Ujian atas kepemimpinan terjadi di masa krisis. Pemimpin yang hebat adalah pemimpin yang mampu melalui masa-masa krisis dalam hidupnya dan bertumbuh semakin besar sebagai pemimpin yang agung. Sejarah membuktikan bahwa Sukarno, Gandhi, Churchill, Martin Luther dan sederetan pemimpin besar lainnya lahir dan dibesarkan dalam situasi krisis.
Seorang pemimpin terbesar yang pernah mengalami krisis terbesar di sepanjang hidupnya adalah Yesus Kristus dari Nazaret. Alkitab memberi kesaksian, sejak kelahiran-Nya sampai dengan kematian-Nya, kehidupan Yesus penuh dengan krisis.
Kelahiran Yesus diawali dengan pengejaran dan pembunuhan bayi besar-besaran oleh penguasa Romawi saat itu, Raja Herodes. Luput dari upaya percobaan pembunuhan, selama hidupnya Yesus harus bersitegang setiap saat dan hidup dalam tekanan dari kaum Farisi, Saduki dan ahli Taurat Yahudi. Bahkan krisis dalam hidup-Nya harus dialami sampai pada kematian yang hina di kayu salib. Sejak lahir sampai pada matinya, Yesus senantiasa di dalam lingkaran krisis.
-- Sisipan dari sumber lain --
PR #158, opened 2019-04-12
Add codenarc static analysis plugin to project

fractalwrench:
## Goal

Adding static analysis should improve the quality of new Groovy code and catch non-idiomatic usages. It will also allow us to view existing style violations and tackle technical debt.

We should add the [CodeNarc](http://codenarc.sourceforge.net/) plugin as this is most commonly used on Groovy. If we decide to migrate code over to Java/Kotlin at a later date, then we can consider also adding Lint/Checkstyle/Detekt.

## Changeset

- Applied codenarc gradle plugin to project
- Ran codenarc on CI by default
- Used the default ruleset with the exception of suppressing of `UnnecessaryGString` as this rule had ~200 violations complaining about double quotes rather than single quotes

### DIFF
--- a/.travis.yml
+++ b/.travis.yml
@@ -30,6 +30,7 @@ install:
   - sudo apt-get install -y nodejs
 
 script:
+  - ./gradlew check
   - ./gradlew clean install --stacktrace
   - ./gradlew clean build --stacktrace
   - bundle exec maze-runner -c --verbose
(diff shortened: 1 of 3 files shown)


fractalwrench:
There was a discrepancy by 1 of the number of violations between mine and Roger's local machines - we suspect this is due to some difference between our environments. As we plan on reducing the number of existing violations to 0 shortly, it was decided not to spend more time investigating.

PR #160, opened 2019-04-16
Resolve pre-existing codenarc style violations

fractalwrench:
## Goal
The CodeNarc static analysis tool was added in #158 - this PR addresses pre-existing violations, where they have been simple to address. In total 16 violations have been left in the codebase with a view to addressing them as separate tickets at a later date.

## Changeset

- Reduced violation count to 16, adjusted baseline accordingly
- Added [`@CompileStatic`](http://docs.groovy-lang.org/latest/html/gapi/groovy/transform/CompileStatic.html) where changes made this possible, to gain the benefits of type-safety
- Suppressed the following overzealous checks by default:
  - InstanceOf
  - ClassJavadoc
  - ExplicitArrayListInstantiation
  - ExplicitHashSetInstantiation
  - ExplicitHashMapInstantiation
  - JavaPackageAccess
  - UnnecessaryElseStatement
  - UnnecessaryToString

Existing violations were addressed in both the main + test sourcesets. The following made up the majority of the issues:

- Use of `def` rather than an explicit type such as `String`
- Incorrect ordering of imports
- Unnecessary use of semicolon (not required in Groovy)
- Duplicate string literals
- Not using property access syntax (e.g. `foo` instead of `getFoo()`)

Satu momen paling krisis dalam kehidupan Yesus adalah momen di taman Getsemani. Di bukit Zaitun pada malam terakhir sebelum peristiwa penangkapan dan penyaliban-Nya, Yesus mengalami masa krisis yang terbesar dalam hidupnya, bahkan mengalami krisis terbesar yang pernah dihadapi manusia sepanjang sejarah. Matius, Markus dan Lukas secara terpisah menggambarkan peristiwa ini dengan rinci dan detail.
Bergumul sendiri
Kisah ini dimulai dengan keberangkatan Yesus sebagai biasa ke taman Getsemani. Lukas 21:37 mencatat bahwa pada siang hari Yesus mengajar di bait Allah dan pada malam hari dia keluar dan bermalam di gunung yang bernama bukit Zaitun. Malam itu, tidak seperti biasanya, Yesus meminta pada sembilan orang muridnya untuk duduk menunggu dan berdoa di salah satu bagian taman sementara dia membawa Petrus, Yakobus dan Yohanes untuk berdoa.
Di dalam rasa takut dan gentar, Yesus menjauhkan diri dari ketiga orang murid terdekatnya itu dan berdoa seorang diri. Yesus menghadapi masa paling krisis di dalam hidupnya sendirian. Dia tahu jelas, sebagai seorang pemimpin, beban krisis ini hanya bisa dihadapi sendiri olehnya. Kisah selanjutnya menunjukkan dengan nyata, setelah tiga kali Yesus berdoa dan kembali kepada murid-murid-Nya, Yesus menemukan mereka sedang tertidur karena dukacita.
Matius dan Markus mencatat kalimat Yesus sebelum dia menjauhkan diri untuk berdoa, "Hatiku sangat sedih, seperti mau mati rasanya. Tinggalah di sini dan berjaga-jagalah dengan Aku." Di dalam seluruh bagian Alkitab, hanya di dalam peristiwa inilah dicatat sekali-kalinya dengan tegas bahwa Yesus merasa sangat sedih dan berat, bahkan seperti mau mati rasanya.
Ayat terpendek di dalam Alkitab, yakni Yohanes 11:35 menulis: Maka menangislah Yesus. Dalam malam terakhir kehidupan-Nya, Alkitab tidak mencatat fakta Yesus menangis di taman Getsemani, tetapi sebaliknya menceritakan kepada kita betapa Yesus merasakan emosi yang lebih dalam dari sekedar meneteskan air mata.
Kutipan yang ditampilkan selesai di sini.